The chinchilla (Chinchilla lanigera) is a small rodent originating from the Andes Mountains of South America. Chinchillas have been trapped to near extinction
in their native countries. In Chile in 1918, Mathias Chapman was given permission to export a few chinchillas from Chile
to start a captive breeding program. He caught only 12. These chinchillas were shipped to America and serve as the breeding
stock for all of the chinchillas in today's market. 2 species of chinchillas are recognized: C. brevicaudata and C. lanigera. Only the C. lanigera were caught by M. Chapman and it is unknown if any of the C. brevicaudata exist.
Their lifespan is much longer than most rodent species averaging 10 years with 18-20 years possible in some individuals.
The male averages 400-500 grams in body weight and the female is slightly larger at 500-600 grams. They are clean, odorless,
and inquisitive animals and can be relatively easy to care for.

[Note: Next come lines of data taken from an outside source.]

PR #8120, opened 2026-08-14
feat(coding-agent): add experimental append compaction

vegarsti:
Use append compaction when PI_EXPERIMENTAL=1. Append mode reuses the active system prompt, tools, transformed context, and routing session so the compacted prefix can reuse provider prompt caches. Standalone remains the default.


vegarsti:
Closing in favor of a better implementation!

PR #8124, opened 2026-08-14
feat(ai): route xAI models through Responses and default to Grok 4.6

Jaaneek:
- send user agent from Pi, following patterns from other providers
- default responses API instead of completions API
- Change the default xAI model from Grok 4.5 to Grok 4.6.


badlogic:
lgtm dunno why you are not in contributors yet. will have a look asap

enzofrasca:
On current main, grok-4.6 Completions dumps the user-facing reply into `reasoning_content` and then loops a CTA. I had a long agent turn spend ~4–6k reasoning tokens repeating the same “What do  you think? Let's implement... 🚀” line.

Checked this branch against the same prompt on `/v1/responses` with 4.6 `low` and `high`: short summary, answer in `output_text`, no leak/loop.

Didn’t run a long tool-call replay to verify encrypted reasoning, but the Completions summary path is the one that’s actually broken.

badlogic:
cheers

PR #8143, opened 2026-08-14
perf(tui): window fullscreen transcripts

tajquitgenius:
## What changed

Fullscreen sessions now keep the complete active human transcript, including history before compaction, while model context remains compacted. The alternate-screen renderer measures exact block heights, then renders only the blocks that intersect the viewport.

The implementation also:

- reconciles completed turns in O(appended suffix) work instead of rebuilding prior history
- preserves stable semantic targets for selection, Discuss-style extensions, navigation, tools, and branches
- keeps search memory bounded and avoids rescanning on every streaming revision
- bounds normal, giant-block, inline-image, and Kitty caches
- keeps auto-sized horizontal splits on the windowed path
- preserves regular-mode terminal scrollback through eager component retention
- retains the last good frame on provider or block-render failure
- avoids scanning multi-megabyte inline-image payloads for cursor markers on each keypress

Canonical session entries remain authoritative. Human transcript projection uses the active branch; model-context construction is unchanged.

## Performance

Integrated benchmark on this branch:

| Workload | 10k blocks | 100k blocks |
|---|---:|---:|
| steady windowed frame | 0.014 ms | 0.009 ms |
| eager frame | 0.080 ms | 0.422 ms |
| speedup | 5.8x | 48.9x |
| live append + frame | 0.15 ms | 0.34 ms |
| canonical reconcile + frame | 0.14 ms | 0.21 ms |
| cold exact layout | 10.2 ms | 66.4 ms |
| exact resize | 4.2 ms | 36.1 ms |

A 100,000-row single block renders once, then holds at about 0.005 ms/frame. A BHT-Web-shaped workload with four inline payloads totaling 1.81 MiB holds at about 0.027 ms/key with zero historical image-component renders after the cold frame.

The end-to-end churn benchmark measured 4.7x/5.1x static/editor speedups at 10k lines and 55.6x/37.5x at 100k, while reducing allocation from MiB/frame to roughly 20–31 KiB/frame.

## Validation

- `npm run check` — passed
- `npm run build` — passed
- complete `@earendil-works/pi-tui` suite — passed
- 113 focused coding-agent projection, compaction, streaming, branch, semantic, height-index, document, and performance tests — passed
- full coding-agent suite: 1,950 passed; five unrelated environment/model-auth tests failed (configured host credentials, Radius network timeout, and generated model-selector fixtures)
- full monorepo provider E2E tests also encountered external usage limits/provider errors

## Compatibility

The public `TuiAltScreen` transcript APIs replace extension access to eager component/layout internals. Existing eager `ScrollView` content remains supported. No generic public `VirtualList` was added.


tajquitgenius:
sry, codex just doing shit without being asked

PR #8146, opened 2026-08-14
fix(ai): cap Baseten DeepSeek V4 Flash output at 384k tokens

white-hat:
models.dev reports a 1,048,576-token output limit for `deepseek-ai/DeepSeek-V4-Flash-0731` on Baseten, but Baseten serves a 384k max output ([docs](https://docs.baseten.co/inference/model-apis/overview.md#supported-models)). Requests above 384k fail.

Caps `maxTokens` at 384,000 for this model in `scripts/generate-models.ts`, preserving the 1,048,576-token context window. Adds a test asserting `contextWindow` stays 1,048,576 and `maxTokens` is 384,000.

Verified locally: `npm run generate-models` produces the capped value, the new test passes, and `npm run check` plus `./test.sh` are green.


davidbrai:
it would be better to send a PR to models.dev to fix it and we’ll get the fix downstream

PR #8241, opened 2026-08-17
fix(extensions): emit compaction failed for extensions

### LINKED ISSUE #8175: Compaction failures are not exposed to extension handlers
When compaction fails, extensions like mine can't see why. We route all compaction through
a custom extension hook (`session_before_compact`), and on failure the only thing that
reaches extension land is silence: the error goes to an internal `compaction_end` event
that handlers never receive, `session_compact` never fires, and nothing lands in the
session JSONL. So my telemetry extension is stuck counting "unresolved compaction begins"
and guessing failure causes from timing gaps — we got quite a few compaction errors
already and I can't tell you what most of them actually were. Could compaction failures be
exposed to extension handlers?

Route compaction failure outcomes to extensions as a new event, e.g.
`session_compact_failed`, mirroring the fields the core already builds internally for
`compaction_end`: `reason` (`manual`/`threshold`/`overflow`), `errorMessage`, `aborted`,
`willRetry`, `fromExtension`.

Optionally also persist a small failure marker entry to the session file so failures can
be analyzed post-restart.

### Why?

- Extension handlers today only see `session_before_compact` and the success-only
  `session_compact`; the internal `compaction_end` emission with `errorMessage` is never
  routed through the extension runner.
- Nothing is appended to the session JSONL on failure, so post-hoc analysis can't answer
  "why did compaction fail here?" either.
- Observability extensions are forced into begin-without-end timing heuristics that can't
  distinguish failure from cancellation or process exit, and lose the error text entirely.
- Custom compaction extensions that defer to the stock path on error never learn whether
  the stock attempt succeeded; overflow compact-and-retry failures are equally invisible.

### How? (optional)

In the catch/abort paths of `_runAutoCompaction`, alongside the existing internal
`compaction_end` emission, dispatch the same payload through the extension runner as
`session_compact_failed`. Purely additive; success behavior unchanged.

cristinaponcela:
Addresses #8175.

The issue: compaction failures emitted internal `compaction_end errors`, but extension handlers only saw `session_before_compact` and never received the failure cause.

Fixed by adding an extension-visible `session_compact_failed` event carrying the existing failure payload (`reason, errorMessage, aborted, willRetry, fromExtension`), so telemetry/custom compaction extensions can observe terminal failure outcomes.

Verified with repro regression test.

### DIFF
--- a/packages/coding-agent/src/core/agent-session.ts
+++ b/packages/coding-agent/src/core/agent-session.ts
@@ -81,6 +81,7 @@ import {
 	type ReplacedSessionContext,
 	type SessionBeforeCompactResult,
 	type SessionBeforeTreeResult,
+	type SessionCompactFailedEvent,
 	type SessionStartEvent,
 	type ShutdownHandler,
 	type ToolDefinition,
@@ -572,6 +573,12 @@ export class AgentSession {
 			steering: [...this._steeringMessages],
 			followUp: [...this._followUpMessages],
 		});
+	}
+
+	private async _emitSessionCompactFailed(event: Omit<SessionCompactFailedEvent, "type">): Promise<void> {
+		if (this._extensionRunner.hasHandlers("session_compact_failed")) {
+			await this._extensionRunner.emit({ type: "session_compact_failed", ...event });
+		}
 	}
 
 	private _getIdleWaitPromise(): Promise<void> {
@@ -1801,6 +1808,7 @@ export class AgentSession {
 		await this.abort();
 		this._compactionAbortController = new AbortController();
 		this._emit({ type: "compaction_start", reason: "manual" });
+		let fromExtension = false;
 
 		try {
 			if (!this.model) {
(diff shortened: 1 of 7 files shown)


packages/coding-agent/src/core/agent-session.ts
```diff
@@ -2129,6 +2151,12 @@ export class AgentSession {
 						aborted: true,
 						willRetry: false,
 					});
+					await this._emitSessionCompactFailed({
+						reason,
+						aborted: true,
+						willRetry: false,
+						fromExtension: false,
```
vegarsti, line 2158: Shouldn't this be `true`? Probably I'm not reading closely enough but seems like we just ran a extension compaction ^

vegarsti (commented):
This seems very reasonable! Just one question about a specific path

packages/coding-agent/src/core/agent-session.ts
cristinaponcela: I think `false` makes sense here: in this branch no summary was produced, and `fromExtension` matches the existing `session_compact.fromExtension` meaning (the compaction result/summary came from an extension)

vegarsti: Oh got it, thanks!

Chinchillas are generally nocturnal and prefer a quiet environment during the day. Chinchillas are active and require a fair
amount of space. They like to jump and climb and a large multilevel cage is recommended. A wire mesh cage is better than
wood because they like to gnaw. The mesh must be small enough to prevent foot and limb injury and part of the floor should
be solid. Bedding should consist of Aspen or pine shavings or recycled newspaper litter. A hiding/sleep box is necessary
this prey species.
Chinchillas are fastidious groomers and require dust as part of their daily bathing. The dust is a fine mixture of Fuller's
earth and silver sand (1:9) and is placed in a container large enough for the chinchilla to roll around in. These baths need
to be kept clean and free of feces and should be removed when not in use. Overuse of the dust bath can lead to conjunctivitis
due to irritations in some chinchillas.
The chinchilla's native habitat consists of low humidity with sharp variations between daytime and evening temperatures.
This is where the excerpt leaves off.